Problem:
Write out, word for word, the first line of the data below and every line after it through the one containing "## Description".

#### Input ####

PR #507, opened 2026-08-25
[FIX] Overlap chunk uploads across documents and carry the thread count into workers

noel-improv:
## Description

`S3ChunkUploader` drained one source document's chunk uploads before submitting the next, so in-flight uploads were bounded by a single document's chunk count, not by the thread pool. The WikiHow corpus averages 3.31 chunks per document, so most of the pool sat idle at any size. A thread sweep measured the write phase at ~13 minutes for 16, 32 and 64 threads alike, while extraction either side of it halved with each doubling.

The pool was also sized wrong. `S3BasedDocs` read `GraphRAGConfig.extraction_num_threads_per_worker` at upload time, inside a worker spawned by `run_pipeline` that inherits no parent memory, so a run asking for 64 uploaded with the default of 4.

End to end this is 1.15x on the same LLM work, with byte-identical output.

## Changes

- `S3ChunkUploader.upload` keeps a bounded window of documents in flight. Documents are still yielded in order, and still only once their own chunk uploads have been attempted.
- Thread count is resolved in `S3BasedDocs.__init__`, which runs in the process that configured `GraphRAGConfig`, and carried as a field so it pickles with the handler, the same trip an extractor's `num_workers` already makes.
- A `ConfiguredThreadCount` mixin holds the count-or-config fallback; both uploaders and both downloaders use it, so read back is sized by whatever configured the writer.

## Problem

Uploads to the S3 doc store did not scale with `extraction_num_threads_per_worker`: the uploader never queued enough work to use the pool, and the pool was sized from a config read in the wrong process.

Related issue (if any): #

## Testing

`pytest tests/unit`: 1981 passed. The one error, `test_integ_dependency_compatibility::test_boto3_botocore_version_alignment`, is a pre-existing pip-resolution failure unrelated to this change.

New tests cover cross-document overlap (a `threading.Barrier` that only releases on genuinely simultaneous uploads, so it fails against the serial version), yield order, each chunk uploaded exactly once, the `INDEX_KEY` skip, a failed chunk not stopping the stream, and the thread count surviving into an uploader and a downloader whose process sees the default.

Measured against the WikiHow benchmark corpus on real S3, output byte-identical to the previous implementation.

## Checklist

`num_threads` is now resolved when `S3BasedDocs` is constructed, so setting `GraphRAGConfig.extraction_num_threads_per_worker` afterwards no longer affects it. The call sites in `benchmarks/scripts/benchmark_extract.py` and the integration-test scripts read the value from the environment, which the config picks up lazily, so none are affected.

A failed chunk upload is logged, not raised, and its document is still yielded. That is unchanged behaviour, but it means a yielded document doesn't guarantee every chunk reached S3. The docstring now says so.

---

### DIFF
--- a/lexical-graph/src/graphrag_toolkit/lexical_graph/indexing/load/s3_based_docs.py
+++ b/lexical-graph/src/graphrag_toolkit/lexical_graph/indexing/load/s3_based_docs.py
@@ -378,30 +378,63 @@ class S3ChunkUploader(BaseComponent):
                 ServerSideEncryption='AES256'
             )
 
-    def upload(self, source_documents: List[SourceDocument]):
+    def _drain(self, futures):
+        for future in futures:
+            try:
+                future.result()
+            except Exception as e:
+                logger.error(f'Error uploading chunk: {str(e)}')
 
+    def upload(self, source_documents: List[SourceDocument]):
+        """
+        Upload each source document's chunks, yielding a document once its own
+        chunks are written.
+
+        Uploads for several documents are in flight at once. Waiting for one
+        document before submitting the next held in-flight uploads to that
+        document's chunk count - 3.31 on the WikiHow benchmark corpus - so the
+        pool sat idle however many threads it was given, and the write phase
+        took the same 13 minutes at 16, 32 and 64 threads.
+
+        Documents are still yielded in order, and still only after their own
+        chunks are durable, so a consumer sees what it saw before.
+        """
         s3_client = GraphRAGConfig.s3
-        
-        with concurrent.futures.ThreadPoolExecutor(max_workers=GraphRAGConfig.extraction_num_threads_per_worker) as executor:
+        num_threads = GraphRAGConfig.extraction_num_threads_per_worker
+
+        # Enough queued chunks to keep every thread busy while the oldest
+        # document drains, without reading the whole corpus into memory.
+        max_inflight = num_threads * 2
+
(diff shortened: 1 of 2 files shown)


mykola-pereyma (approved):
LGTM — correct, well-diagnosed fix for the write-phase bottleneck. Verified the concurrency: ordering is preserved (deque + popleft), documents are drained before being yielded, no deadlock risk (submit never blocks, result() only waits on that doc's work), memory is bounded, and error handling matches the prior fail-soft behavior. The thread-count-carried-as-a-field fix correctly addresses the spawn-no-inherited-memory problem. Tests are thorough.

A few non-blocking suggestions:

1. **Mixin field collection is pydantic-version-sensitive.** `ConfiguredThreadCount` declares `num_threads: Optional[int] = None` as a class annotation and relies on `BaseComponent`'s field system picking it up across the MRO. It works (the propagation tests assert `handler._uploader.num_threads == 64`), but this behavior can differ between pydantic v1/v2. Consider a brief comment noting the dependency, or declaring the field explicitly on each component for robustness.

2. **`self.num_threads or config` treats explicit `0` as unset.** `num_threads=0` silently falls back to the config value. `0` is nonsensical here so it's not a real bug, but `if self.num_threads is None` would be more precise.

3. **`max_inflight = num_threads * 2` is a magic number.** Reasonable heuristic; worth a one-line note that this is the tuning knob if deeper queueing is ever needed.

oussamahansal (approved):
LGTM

####

Answer section:
PR #507, opened 2026-08-25
[FIX] Overlap chunk uploads across documents and carry the thread count into workers

noel-improv:
## Description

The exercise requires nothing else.